One of the big unresolved issues in Python world is distribution of applications, and there are many approaches, each with its own advantages and disadvantages: wrapping them up in self-contained environments like Docker containers, packing them together with the interpreter into a single binary (e.g. PyOxidizer) etc.
I’ve recently been thinking about one approach, but have no idea if it would be possible, in theory or in practice. Once the code is compiled into bytecode, all it requires is the virtual machine; it there a way to extract just the VM and use it to run the app without the interpreter? If it is, it might be possible to package the bytecode and the VM in an executable binary with a much smaller footprint that including the whole interpreter and the bytecode…
I’m mainly looking to understand if that is possible in theory (i.e. whether there are any conceptual issues in Python as a language that would prevent that separation), and if it is, whether it can be attempted with the existing implementations (primarily CPython). And, of course, if the answer to both is “yes”, has that been attempted in any way?
Or, of course, the whole idea might be completely bonkers for some obvious reasons that I have missed… I’d appreciate any comments. Thank you!

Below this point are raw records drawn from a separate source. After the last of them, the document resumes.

PR #1592, opened 2023-01-06
tweak: DUP headsign replacement

cmaddox5:
**Asana task**: [Add new DUP headsign abbreviation for "Middleborough/Lakeville"](https://app.asana.com/0/1185117109217413/1203658337706587/f)

Instead of adding a new case for every headsign with a `/`, I added a `String.replace` call that looks for a `/` without spaces around it. Needed to use regex to make it happen, but this should keep us from needing a task for each new headsign.

- [ ] Tests added?

### DIFF
--- a/lib/screens/dup_screen_data/request.ex
+++ b/lib/screens/dup_screen_data/request.ex
@@ -213,7 +213,7 @@ defmodule Screens.DupScreenData.Request do
       # Find any headsign with a slash that does NOT have a space on each side and add spaces
       # i.e. String.replace("Middleborough/ Lakeville", ~r/([^[:space:]])([\/])(.)/, "\\1 / \\3") => "Middleborough / Lakeville"
       # i.e. String.replace("Middleborough/Lakeville", ~r/([^[:space:]])([\/])(.)/, "\\1 / \\3") => "Middleborough /  Lakeville"
-      |> String.replace(~r/([^[:space:]])([\/])(.)/, "\\1 / \\3")
+      |> String.replace(~r/(.)([\/])(.)/, "\\1 / \\3")
 
     %{departure_map | destination: replaced_destination}
   end
--- a/lib/screens/dup_screen_data/request.ex
+++ b/lib/screens/dup_screen_data/request.ex
@@ -213,7 +213,7 @@ defmodule Screens.DupScreenData.Request do
       # Find any headsign with a slash that does NOT have a space on each side and add spaces
       # i.e. String.replace("Middleborough/ Lakeville", ~r/([^[:space:]])([\/])(.)/, "\\1 / \\3") => "Middleborough / Lakeville"
       # i.e. String.replace("Middleborough/Lakeville", ~r/([^[:space:]])([\/])(.)/, "\\1 / \\3") => "Middleborough /  Lakeville"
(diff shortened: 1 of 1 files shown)


lib/screens/dup_screen_data/request.ex
```diff
@@ -208,7 +207,13 @@ defmodule Screens.DupScreenData.Request do
   end
 
   defp replace_long_headsigns(%{destination: destination} = departure_map) do
-    replaced_destination = Map.get(@headsign_replacements, destination, destination)
+    replaced_destination =
+      @headsign_replacements
+      |> Map.get(destination, destination)
+      # Find any headsign with a slash that does NOT have spaces around it and add spaces
+      # i.e. String.replace("Middleborough/Lakeville", ~r/([^[:space:]])([\/])([^[:space:]])/, "\\1 / \\3") => "Middleborough / Lakeville"
+      |> String.replace(~r/([^[:space:]])([\/])([^[:space:]])/, "\\1 / \\3")
```
PaulJKim, line 215: Don't know how often this edge case would appear or how important it is that we handle it, but if the slash has a space only on one side of it, for example `test/ string", the regex fails to catch that and add a space to the one side that doesn't have the space.

cmaddox5: I'm not sure either so I went ahead and tweaked the regex to cover it. The most common case (a slash with no spaces on either side) is still covered. Now a slash only has a space on the right side, it will still add a space on both sides. This will cause an extra space on the right side, but the front end splits the string on whitespace so any extra whitespace is trimmed.

PaulJKim: Should we just add a space on both sides of the slash? I think this doesn't cover the converse case where the slash only has a space on the left. Or would the frontend handle that case alright as is?

cmaddox5: Yeah that's a good point. Always adding a space on each side doesn't cause extra spaces. The frontend string splitting always trims them.

jzimbel-mbta: The regex could be slightly adjusted to capture just the slash and 0 or 1 space on either side of it, and then you could simply replace that single capture with `" / "`:
```ex
~r/[[:space:]]?\/[[:space:]]?/
```

```ex
iex> tests = ["a/b", "a /b", "a/ b", "a / b"]
iex> Enum.map(tests, &String.replace(&1, ~r/([[:space:]]?\/[[:space:]]?)/, " / "))
["a / b", "a / b", "a / b", "a / b"]
```

Per regex101.com:
image

cmaddox5: Exactly what we need! Thanks Jon!

jzimbel-mbta: You can also use `\s` instead of `[[:space:]]`! I'd never checked until now, but from a few searches it appears they represent an identical set of whitespace characters.

PaulJKim (approved):
LGTM!

lib/screens/dup_screen_data/request.ex
cmaddox5: Yep, I learned that today too. I can't decide if the character classes make things more or less readable though. The word is nice but the extra characters muddy up the regex a bit.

What is an “interpreter” to you and how it is different to a “VM”? Generally those terms are used interchangeably when talking about CPython.
As for your idea, there are already projects which distribute CPython and an app’s source code as an installable thing (e.g. PyInstaller, py2app, etc.). And you already mentioned PyOxidizer which does this.

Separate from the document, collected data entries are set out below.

PR #1594, opened 2023-01-06
feat: Client Exception Catcher

cmaddox5:
**Asana task**: ad-hoc

This new component can be used to catch all exceptions thrown in component tree and log them using the API. It uses existing query params to determine if a log is needed in this way: only real screens that have Sentry disable will use this. After logging, we throw the exception again and let the screen error like it would anyway. This is very much a flexible solution so feel free to chime in with any recommendations and questions!

- [ ] Tests added?


assets/src/components/v2/exception_catcher.tsx
```diff
@@ -0,0 +1,50 @@
+import React, { ErrorInfo, ReactElement } from "react";
+import { RouteComponentProps, withRouter } from "react-router-dom";
+import { getDataset } from "Util/dataset";
+import { isRealScreen } from "Util/util";
+interface ExceptionCatcherState {
+  hasError: boolean;
+  errorMessage?: Error;
+}
```
jzimbel-mbta, line 8: Is this accurate? It looks like while the component declares this as its state, it never actually sets such state up, or uses it.

jzimbel-mbta (approved):
Nice work, just 2 comments that should be quick to address.

assets/src/components/v2/exception_catcher.tsx
cmaddox5: A previous solution I tried used this and I just forgot to delete it after I went with this solution. Removed now.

So is your question specifically about trying to get CPython to take on the responsibility of providing the tooling instead of the community? Or are you asking something else?
One thing you need to factor in: The generation of bytecode is required at runtime. Dataclasses and namedtuple both use exec to compile code that’s generated at runtime, for example. There are many other examples of that.

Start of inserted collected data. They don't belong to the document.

PR #1595, opened 2023-01-06
Revert regex for long headsigns, add new DUP case for Middleborough

hannahpurcell:
Adhoc

### DIFF
--- a/lib/screens/dup_screen_data/request.ex
+++ b/lib/screens/dup_screen_data/request.ex
@@ -37,6 +37,7 @@ defmodule Screens.DupScreenData.Request do
     "Needham Heights" => "Needham Hts",
     "Houghs Neck via McGrath & Germantown" => "Houghs Neck via McGth & Gtwn",
     "Houghs Neck via Germantown" => "Houghs Neck via Germntwn",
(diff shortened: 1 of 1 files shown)


lib/screens/dup_screen_data/request.ex
```diff
@@ -37,6 +37,7 @@ defmodule Screens.DupScreenData.Request do
     "Needham Heights" => "Needham Hts",
     "Houghs Neck via McGrath & Germantown" => "Houghs Neck via McGth & Gtwn",
     "Houghs Neck via Germantown" => "Houghs Neck via Germntwn",
+    "Middleborough/Lakeville" => "Middleborough / Lakeville",
```
hannahpurcell, line 40: Is there a possibility of any other format?

cmaddox5: I searched around in the API and that's the only format I found for that headsign.

cmaddox5 (approved):

lib/screens/dup_screen_data/request.ex
hannahpurcell: oh sweet! thanks for the extra mile check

From a terminology angle, it would probably be better to phrase your idea in terms of splitting the compiler from the VM/interpreter. The interpreter is the thing that executes the bytecode, the parser and compiler turn source code into bytecode.
From a language perspective one barrier to this is that there are language features (exec and eval) which rely on runtime availability of the compiler. And there are widely-used stdlib features (e.g. namedtuple) that rely on these language features. So any code intending to run without a compiler available would need to avoid those features.
Perhaps more importantly though, size-wise the parser and compiler just aren’t that big, relative to the interpreter and the standard library. So I don’t think you’d gain all that much by splitting them out. If you’re interested in smaller distributable executables, there’d be more potential win in pushing forward the various perpetually-stalled proposals for a slimmed-down stdlib.
From a terminology angle, it would probably be better to phrase your idea in terms of splitting the compiler from the VM/interpreter
Yes, this is exactly what I had in mind, sorry for being unclear.
From a language perspective one barrier to this is that there are language features (exec and eval) which rely on runtime availability of the compiler
I expected something like that, but on the other hand I am aware that it is theoretically possible to distribute pure bytcode (the old egg format allowed that, and it’s still possible with wheels), without the original source. Of course, it might not cover all the use cases, but it might open some possibilities.
there’d be more potential win in pushing forward the various perpetually-stalled proposals for a slimmed-down stdlib
I wonder whether it would be possible to dynamically shed all the stdlib components that are not needed for a certain application? I know that some Linux distros notoriously exclude some of the stdlib packages (e.g. Ubuntu and venv); I wonder if that could be part of the packaging process?
The reply does not seem related to the original point, which was that Python has exec and eval functions that take a string and need the compiler to transform it to bytecode that is then interpreted.
Yes, this seems like a right approach that could be more streamlined… But if I’m not mistaken py2exe is only for packaging apps on Windows, correct?